RALEIGH (AP) — The State Board of Elections signed off today on North Carolina's election results, approving the numbers in an unusually uneventful canvass that brought no objections.
Elections board director Gary Bartlett said in an interview that officials usually expect to handle up to 10 election concerns around Canvass Day. But there were no protests raised this year, and one pending issue from Cumberland County has already been investigated by state election organizers.
"Zero issues - it doesn't get any better than that," Bartlett said.
Bartlett attributed the success, in part, to the training provided to workers and partly to luck. For example, he noted that two people running for the school district board in Nash and Edgecombe county were inadvertently left off the ballot — but they had no opposition in the race.
"As much as you train, and as much as you can be right, something can always happen," Bartlett said. "It just didn't this time, and we're thankful."
This year's election had three heated races at the top of the ballot, including president-elect Barack Obama's win by a mere 14,000 votes out of 4.3 million cast.
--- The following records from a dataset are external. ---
PR #7278, opened 2016-11-27
pdf2htmlex: depend on cairo, freetype, and giflib

ilovezfs:


ilovezfs:
See https://github.com/Homebrew/homebrew-core/pull/7273#issuecomment-263117319.

PR #7284, opened 2016-11-27
dex2jar 2.1 alpha for multidex support

krokofant:


apjanke:
> https://github.com/pxb1988/dex2jar/releases/download/2.1-nightly-26/dex-tools-2.1-20150601.060031-26.zip

This looks like a nightly snapshot, not a stable release. Homebrew only uses stable releases for the main version of its packages. Alpha/beta/nightly and other prerelease versions should be added as a separate `devel` version.

fxcoudert:
The current stable release is still 2.0 for now. Closing this.

PR #7287, opened 2016-11-27
pangox-compat: migrate to x11

ilovezfs:
Created with `brew migrate-formula-pr`.


MikeMcQuaid:
Let's hold off any more tap migrations; I'd like to start going the other way in future.

ilovezfs:
The point is to get all of the rev-deps building without this. It can go in the boneyard as far as I'm concerned.

PR #7760, opened 2016-12-11
ndenv 0.4.0 (new formula)

matadon:

-----

`ndenv` is a Node version manager based off `rbenv`, and in a similar vein, this formula is based on the `rbenv` formula.

### DIFF
--- a/Formula/ndenv.rb
+++ b/Formula/ndenv.rb
@@ -1,0 +1,31 @@
+class Ndenv < Formula
+  desc "Node version manager"
+  homepage "https://github.com/riywo/ndenv"
+  url "https://github.com/riywo/ndenv/archive/v0.4.0.tar.gz"
+  sha256 "1a85e4c0c0eee24d709cbc7b5c9d50709bf51cf7fe996a1548797a4079e0b6e4"
+  head "https://github.com/riywo/ndenv.git"
+
+  depends_on "node-build" => :recommended
+
+  def install
+    inreplace "libexec/ndenv" do |s|
+      if HOMEBREW_PREFIX.to_s != "/usr/local"
+        s.gsub! ":/usr/local/etc/ndenv.d", \
+            ":#{HOMEBREW_PREFIX}/etc/ndenv.d\\0"
+      end
+    end
+
+    if build.head?
+      git_revision = `git rev-parse --short HEAD`.chomp
+      inreplace "libexec/rbenv---version", /^(version=)"([^"]+)"/, \
+          %Q(\\1"\\2-g#{git_revision}")
+    end
+
+    prefix.install "bin", "completions", "libexec"
+    system "#{bin}/ndenv", "rehash"
+  end
+
+  test do
+    shell_output "eval \"$(#{bin}/ndenv init -)\" && ndenv versions"
+  end
+end


Formula/ndenv.rb
```diff
@@ -0,0 +1,41 @@
...
+  desc "Node version manager"
+  homepage "https://github.com/riywo/ndenv"
+  url "https://github.com/riywo/ndenv/archive/v0.4.0.tar.gz"
+  sha256 "1a85e4c0c0eee24d709cbc7b5c9d50709bf51cf7fe996a1548797a4079e0b6e4"
+  head "https://github.com/riywo/ndenv.git"
+
+  depends_on "node-build" => :recommended
+
+  def install
+    inreplace "libexec/ndenv" do |s|
```
MikeMcQuaid:
```
if HOMEBREW_PREFIX.to_s != "/usr/local"
  inreplace "libexec/ndenv", ":/usr/local/etc/ndenv.d", ":#{HOMEBREW_PREFIX}/etc/ndenv.d\\0"
end
```

Also, it's worth requesting to upstream to provide a dedicated `configure` or similar to handle this rather than our patching.

Formula/ndenv.rb
```diff
@@ -0,0 +1,41 @@
...
+      if HOMEBREW_PREFIX.to_s != "/usr/local"
+        s.gsub!(":/usr/local/etc/ndenv.d",
+            ":#{HOMEBREW_PREFIX}/etc/ndenv.d\\0")
+      end
+    end
+
+    if build.head?
+      git_revision = `git rev-parse --short HEAD`.chomp
+      inreplace("libexec/rbenv---version", /^(version=)"([^"]+)"/,
+          %Q(\\1"\\2-g#{git_revision}"))
```
MikeMcQuaid: Similarly, would be good to do this somehow without patching.

Formula/ndenv.rb
```diff
@@ -0,0 +1,41 @@
...
+    end
+
+    prefix.install("bin", "completions", "libexec")
```
MikeMcQuaid: `completions` should instead be installed with e.g. `bash_completion.install`

Formula/ndenv.rb
```diff
@@ -0,0 +1,41 @@
...
+    system("#{bin}/ndenv", "rehash")
```
MikeMcQuaid: Skip the parentheses here and everywhere above and move this line into a `post_install` block.

Formula/ndenv.rb
```diff
@@ -0,0 +1,41 @@
...
+
+  def caveats; <<-EOS.undent
+    ndenv stores data under ~/.ndenv by default. If you absolutely need to
+    store everything under Homebrew's prefix, include this in your profile:
+      export NDENV_ROOT=#{var}/ndenv
+
+    To enable shims, run this and follow the instructions:
+      ndenv init
+    EOS
+  end
```
MikeMcQuaid: Remove all these caveats, they aren't Homebrew specific.

MikeMcQuaid (changes requested):

Formula/ndenv.rb
matadon: Can do.

Formula/ndenv.rb
matadon: This is set up the same way that the `rbenv` formula handles its post-install instructions. Took a quick look, and `postgresql` does the same. Is there a better way that I could handle this?

ilovezfs:
@BrewTestBot test this please

Formula/ndenv.rb
MikeMcQuaid: They aren't necessary at all so we can just pass on them. We've got other formulae (e.g. `rbenv`) where they should probably be removed but we're stricter on new formulae than existing ones.

MikeMcQuaid: @matadon Remove entirely I think, thanks!

matadon:
Pulled `caveats` as requested.

Formula/ndenv.rb
matadon: So, upstream doesn't have any actual `configure` or build script -- it's just a collection of shell scripts.

MikeMcQuaid: Yeh, it'd be worth requesting something long-term from them.

MikeMcQuaid (approved):

MikeMcQuaid:

Issue #7763, opened 2016-12-11
[Question] Make a formula depend on Xcode 8 only if it's built from sources


AliSoftware:
- [X] Ran `brew update` and retried your prior step?
- [X] Ran `brew doctor`, fixed as many issues as possible and retried your prior step?
- [X] Confirmed this is problem with specific formulae and not Homebrew/brew? If it's a general Homebrew/brew problem please file this issue at https://github.com/Homebrew/brew/issues/new

### Context of the Problem

I'm the author of SwiftGen, which is a tool written in Swift and published via Homebrew ([Formula here](https://github.com/Homebrew/homebrew-core/blob/master/Formula/swiftgen.rb))

Because SwiftGen is written in Swift 3, it requires Xcode 8+ to build from source. To address this, I've [added the `depends_on :xcode => "8.0"` line in my Formula](https://github.com/Homebrew/homebrew-core/blob/master/Formula/swiftgen.rb).

The problem is that once Homebrew's Jenkins have built the bottles for SwiftGen and people start installing SwiftGen from them, thus getting the precompiled version of SwiftGen instead of having to build it from Source, they still have this requirement, while it's not needed.

### TL;DR

Is it possible to depend on a version of Xcode only for building the formula from source, but discard it when installed from bottle?

#### Only use the Xcode 8 dependency if built from source, not downloaded from bottle?

The consequence of all that being that Homebrew refuses to install the formula if the user has `xcode-select -p` set to Xcode 7… even if, when installed from the bottles, it's not needed to have Xcode 8 installed and `xcode-select`'d

Is there a way to indicate in my formula that th Xcode 8 dependency is only for building SwiftGen from source, but not necessary when downloaded via the bottle?

#### Depend on installed Xcode, not selected Xcode?

Wouldn't it be better if `depends_on :xcode => xcv` would check if Xcode version xcv was *present* on the machine, even if it wasn't the one selected? For example if the user has both Xcode 7 and Xcode 8 on their machine but `xcode-select`'d Xcode 7, it's still possible to build with Xcode 8 by setting the `DEVELOPER_DIR=…` env variable in the shell executing the installation commands.

That's what I actually do in SwiftGen's Rakefile — using `mdfind` to search for all Xcodes present on the user's system with a given version then get its path and use it as a `DEVELOPER_DIR` to execute my commands. This way, it works even if the Xcode I want to use isn't the default selected one.

MikeMcQuaid:
[...]

PR #7764, opened 2016-12-11
swiftgen: fix Xcode dependency

AliSoftware:

-----

Xcode 8 dependency was always only needed for building SwiftGen from source, not for running it.
See #7763

---

_Note: I've wondered about adding `revision 1`, but since this change doesn't require SwiftGen's bottles to be rebuilt and the generated and installed version would be exactly the same, so this formula doesn't change anything for people who already installed SwiftGen 4.0.1 I think that doesn't really require to generate a `4.0.1_1` version that would be the exact same as 4.0.1 binary-wise (and lib-dependency-wise), as all it does is loosen the requirements._


MikeMcQuaid:
Thanks again for your contribution to Homebrew! Without people like you submitting PRs we couldn't run this project. You rock!

PR #7792, opened 2016-12-12
mmark 1.3.4 (new formula)

dericed:


dericed:
In ` brew audit --new-formula mmark.rb` I only get this error:

>  * GitHub fork (not canonical repository)

I hope the patch can be considered despite this as mmark contains significant development not present in the canonical repo. mmark has 1,134 commits while the canonical blackfriday has 391.

woodruffw:
Pinging @ilovezfs since I'm not sure what our policy is here -- both seem to be under semi-active development, `mmark` has more commits but `blackfriday` seems to be more publicized.

ilovezfs:
@woodruffw there's no hard rule, but typically would be guided by who has the lion's share of users.

dericed:
Cc'ing @miekg (maintainer of mmark), but want to note that mmark and blackfriday have different user groups. As an IETF contributor I regularly use mmark, but haven't had any need to use blackfriday which is very different. mmark is 877 commits ahead and 134 commits behind blackfriday. I know with other forks, such as libav and ffmpeg, homebrew has supported installers for both rather than only the canonical one.

miekg:
[ Quoting <notifications@github.com> in "Re: [Homebrew/homebrew-core] mmark ..." ]
>Cc'ing @miekg (maintainer of mmark), but want to note that mmark and blackfriday have different user groups. As an IETF contributor I regularly use mmark, but haven't had any need to use blackfriday which is very different. mmark is 877 commits ahead and 134 commits behind blackfriday. I know with other forks, such as libav and ffmpeg, homebrew has supported installers for both rather than only the canonical one.

mmark was forked from blackfriday but has diverged significantly and it *not*
blackfriday anymore.

I have vague plans to use blackfriday's AST parser and redo mmark using that -
it would then still be a complete fork.

Mmark is now a new markdown dialect.

This no-fork policy is silly

ilovezfs:
>This no-fork policy is silly

You can save the editorializing. As I said above, there is no hard rule here. The audit check is only run on new formulae so if we decide it's fine, then it won't subsequently cause an audit failure the next time the formula goes through CI as a non-new formula.

MikeMcQuaid:
@miekg Also, if you wish you can get someone who works at GitHub (i.e. me) to make it not a fork any more if you'd like that. That said, there's no reason to do that purely for Homebrew's benefit.

MikeMcQuaid (approved):

MikeMcQuaid:

For future reference the preferred commit message format is `mmark 1.3.4 (new formula)`. Please complete the issue template in future PRs where this format is detailed in the linked [Contributing guidelines](https://github.com/Homebrew/homebrew-core/blob/master/CONTRIBUTING.md). Thanks!

PR #7793, opened 2016-12-12
zsh-autosuggestions: install zsh-autosuggestions with zsh_function

zachwhaley:

-----

Instead of installing the zsh-autosuggestions zsh script to `prefix` and asking the user to

### DIFF
--- a/Formula/zsh-autosuggestions.rb
+++ b/Formula/zsh-autosuggestions.rb
@@ -7,14 +7,14 @@ class ZshAutosuggestions < Formula
   bottle :unneeded
 
   def install
-    pkgshare.install "zsh-autosuggestions.zsh"
+    zsh_function.install "zsh-autosuggestions.zsh" => "zsh-autosuggestions"
   end
 
   def caveats
     <<-EOS.undent
     To activate the autosuggestions, add the following at the end of your .zshrc:
 
-      source #{HOMEBREW_PREFIX}/share/zsh-autosuggestions/zsh-autosuggestions.zsh
+      autoload -Uz zsh-autosuggestions && zsh-autosuggestions
 
     You will also need to force reload of your .zshrc:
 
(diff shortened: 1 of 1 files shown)


zachwhaley:
Hello @zsh-users, since you are the maintainers of this project, I thought it might be prudent to get your opinion on this review.

Thanks!

zachwhaley:
I'm not sure why, but the Yosemite test seems to be the only one failing o.O
https://bot.brew.sh/job/Homebrew%20Core/13108/version=yosemite/

zmwangx:
`zsh-autosuggestions` isn't meant to be a function, so you're polluting the global namespace, and less experienced users might be tricked into thing it's a function that should be called repeatedly. Not sure it's the best idea.

zmwangx:
Oh, and not to mention you're going to break people's existing runcoms with this questionable change. Same goes for the other two PRs.

zachwhaley:
@zmwangx Thanks for the info!

I'm curious now, why is this kind of "function" loading used for things like promptinit, compinit, and colors?
They seem to be similar to zsh-git-prompt in that they are not functions, and they require an initial run of the "function" after an autoload, e.g. `autoload -Uz prompinit && prompinit`

Thanks,
Zach

zmwangx:
> why is this kind of "function" loading used for things like promptinit, compinit, and colors?

Yeah that's a good point. One reason I can think of is that people expect use to stock functionalities without knowing where the files are installed to; those are implementation details to some extent. External packages, on the other hand, are fully controlled by you. An alternative approach (that could be built in) is something like `zmodload`, where a bunch of parameters and functions (not just the initializer) are available as soon as you load a module. (I'm only talking about the intended behavior here; actual zsh modules are a different breed.) IMO that's much more elegant. Prezto, for instance, has `pmodload` that works like this (sourcing a bunch of init scripts and loading a directory of functions), and its kinship to `zmodload` is obvious. `antigen bundle` (`-antigen-load`) basically works this way, too.

Also, when a function is named like `*init` it's much more obvious that it's an initializer which isn't intended to be called afterwards. Which is true for both `promptinit` and `compinit`.

Still, the great majority of functions in `$prefix/share/zsh/functions` are meant to be functions.

PR #7794, opened 2016-12-12
nuxeo 8.10

akervern:


akervern:
Hi, I got those error during the first build. But after doing some `brew tap XXX` as expected the build passed; I thought it was related to my environment. 
So... I just don't understand where those errors are tied from. Any hints?

dunn:
I think there's an issue with Jenkins.  Hold tight.

ilovezfs:
upgrading xcode.

ilovezfs:
@BrewTestBot test this please

ilovezfs:
@BrewTestBot test this please

woodruffw:
Thanks @akervern! For future reference, `<name> <version>` is the preferred format for commits that update a packages' version.

PR #7795, opened 2016-12-12
WIP: zsh-git-prompt: install zsh-git-prompt with zsh_function

zachwhaley:

-----

Instead of installing the zsh-git-prompt zsh script to `prefix` and asking the user to


zachwhaley:
Hello @olivierverdier, since you are the maintainers of this project, I thought it might be prudent to get your opinion on this review.

Thanks!

zmwangx:
For the same reason #7798 and #7793, this is an abuse of the function concept, and it pollutes the namespace. The inreplace makes it even less ideal.

PR #7798, opened 2016-12-12
WIP: antigen: install with zsh_function

zachwhaley:

-----

Instead of installing the antigen zsh script to `prefix` and asking the user to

With hundreds of thousands of newly registered voters, elections observers initially raised concerns about the volume.
Another concern about a quirky state law that doesn't include the presidential race as part of a "straight ticket" vote had election workers scrambling to inform voters. A straight ticket vote allows voters to cast their ballot for all the candidates from a particular party. But numbers indicated it wasn't a problem on Election Day.
"It was very good year — particularly given the high interest and the high volume," said Bob Hall, director of the nonpartisan election watchdog Democracy North Carolina. "There was concern early on that there could be some real problems with this many people trying to vote."
Hall did have some things he wanted to improve. He'd like to address the straight-ticket option to ensure that it isn't confusing for voters. And he's interested in expanding the early voting schedule to include another weekend day. In its first presidential election year, early voting brought more than 2.4 million voters to one-stop sites — dwarfing the number of people that showed up on Election Day.
Bartlett said elections workers will work in the coming months to conduct a systemwide assessment to identify ways to continue improving and streamlining operations.